■ Records for the exercise ■
···

PR #2160, opened 2023-02-22
Closes #2145 - Enable Parquet Read SegArray w/ Empty Segments

### LINKED ISSUE #2145: Parquet Read SegArray with Empty Segments
The current implementation does not account for empty segments in the indexing.  The workflow for reading needs to be updated to properly increment past the empty segment.

Ethan-DeBandi99:
Closes #2145 

- Updates Parquet SegArray read workflow to properly account for and handle SegArrays with empty segments.
- Adds multiple test cases to ensure functionality with different locations of empty segments.
- Minor updates to documentation for Parquet to correct formatting.

**Important Note**
This code does not functions for SegArrays saved to Parquet with ALL segments empty. This is because most toolsets save this as a list of `nulls`. Currently, Arkouda does not have any support for Parquet `nulls` to be read. This will need to be added as a handled datatype and will be handled separately.

### DIFF
--- a/src/ArrowFunctions.cpp
+++ b/src/ArrowFunctions.cpp
@@ -265,10 +265,10 @@ int64_t cpp_getStringColumnNumBytes(const char* filename, const char* colname, v
   }
 }
 
-int64_t cpp_getListColumnSize(const char* filename, const char* colname, void* chpl_offsets, int64_t numElems, int64_t startIdx, char** errMsg) {
+int64_t cpp_getListColumnSize(const char* filename, const char* colname, void* chpl_seg_sizes, int64_t numElems, int64_t startIdx, char** errMsg) {
   try {
     int64_t ty = cpp_getType(filename, colname, errMsg);
-    auto offsets = (int64_t*)chpl_offsets;
+    auto seg_sizes = (int64_t*)chpl_seg_sizes;
     int64_t listSize = 0;
     
     if (ty == ARROWLIST){
@@ -313,7 +313,7 @@ int64_t cpp_getListColumnSize(const char* filename, const char* colname, void* c
             int64_t value;
             (void)int_reader->ReadBatch(1, &definition_level, &rep_lvl, &value, &values_read);
             if (values_read == 0 || (!first && rep_lvl == 0)) {
-              offsets[i] = seg_size;
+              seg_sizes[i] = seg_size;
               i++;
               seg_size = 0;
             }
@@ -325,7 +325,7 @@ int64_t cpp_getListColumnSize(const char* filename, const char* colname, void* c
               }
             }
             if (!int_reader->HasNext()){
-              offsets[i] = seg_size;
+              seg_sizes[i] = seg_size;
             }
           }
         } else if(lty == ARROWINT32 || lty == ARROWUINT32) {
@@ -336,7 +336,7 @@ int64_t cpp_getListColumnSize(const char* filename, const char* colname, void* c
             int32_t value;
             (void)int_reader->ReadBatch(1, &definition_level, &rep_lvl, &value, &values_read);
             if (values_read == 0 || (!first && rep_lvl == 0)) {
-              offsets[i] = seg_size;
+              seg_sizes[i] = seg_size;
               i++;
               seg_size = 0;
             }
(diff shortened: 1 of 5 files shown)


src/ArrowFunctions.cpp
```diff
@@ -311,61 +312,44 @@ int64_t cpp_getListColumnSize(const char* filename, const char* colname, void* c
...
-            } else {
-              // new segment starts. This has to be before increment to avoid false empty on first segment.
-              if (rep_lvl == 0 && seg_size >0) {
-                offsets[i] = seg_size;
-                i++;
-                seg_size = 0;
-              }
-              // increment counters
+            if (values_read == 0 || (!first && rep_lvl == 0)) {
+              offsets[i] = seg_size;
```
pierce314159, line 316: should we rename `offsets` in this function since it's really the `seg_sizes`

tests/parquet_test.py
```diff
@@ -309,25 +309,109 @@ def test_segarray_integration(self):
...
+        with tempfile.TemporaryDirectory(dir=ParquetTest.par_test_base_tmp) as tmp_dirname:
+            pq.write_table(table, f"{tmp_dirname}/empty_segments_LOCALE0000")
+            pq.write_table(table2, f"{tmp_dirname}/empty_segments_LOCALE0001")
+
+            ak_data = ak.read_parquet(f"{tmp_dirname}/empty_segments*")
+            print(ak_data.to_list())
+            self.assertIsInstance(ak_data, ak.SegArray)
+            self.assertEqual(ak_data.size, 9)
+            for i in range(5):
+                self.assertListEqual(df["ListCol"][i], ak_data[i].tolist())
```
pierce314159, line 381: I think this should be `i in range(9)` and i think the print is leftover from testing

tests/parquet_test.py
```diff
@@ -309,25 +309,109 @@ def test_segarray_integration(self):
...
```
pierce314159, line 412: Same as above:
I think this should be `i in range(9)` and i think the print is leftover from testing

pierce314159 (commented):
All the logic looks great!

The only thing I saw that really needs updating is a spot in the tests

src/ArrowFunctions.cpp
```diff
@@ -312,22 +313,21 @@ int64_t cpp_getListColumnSize(const char* filename, const char* colname, void* c
...
                 i++;
                 seg_size = 0;
               }
               // increment counters
               seg_size++;
               vct++;
+              first = false;
               
               // if this is the last value in the iterator, assign the value in order to set last offset
               if (!int_reader->HasNext()){
```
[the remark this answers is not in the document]
pierce314159: oops this got changed before I reviewed and I forgot to remove it

jaketrookman (approved):
The changes look good!

src/ParquetMsg.chpl
```diff
@@ -178,7 +178,31 @@ module ParquetMsg {
     }
   }
 
-  proc readListFilesByName(A: [] ?t, filenames: [] string, sizes: [] int, dsetname: string, ty) throws {
+  proc computeIdx(offsets: [] int, val: int, lower_bound: bool = false): int throws {
+    // compute the index of the segment containing val
+    if lower_bound {
+      var (v, idx) = maxloc reduce zip(offsets >= val, offsets.domain);
+      return if v then idx else 0;
```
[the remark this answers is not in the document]
Ethan-DeBandi99: Agreed. I forgot to update after we talked about this.

src/ArrowFunctions.cpp
Ethan-DeBandi99: We could, but we do the same thing in the strings case. I think it makes more sense though, so I will update it.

···

■ Task prompt ■
Count every line of the records above in which the string "auto" appears. The number alone is to be given.

■ Response box ■
2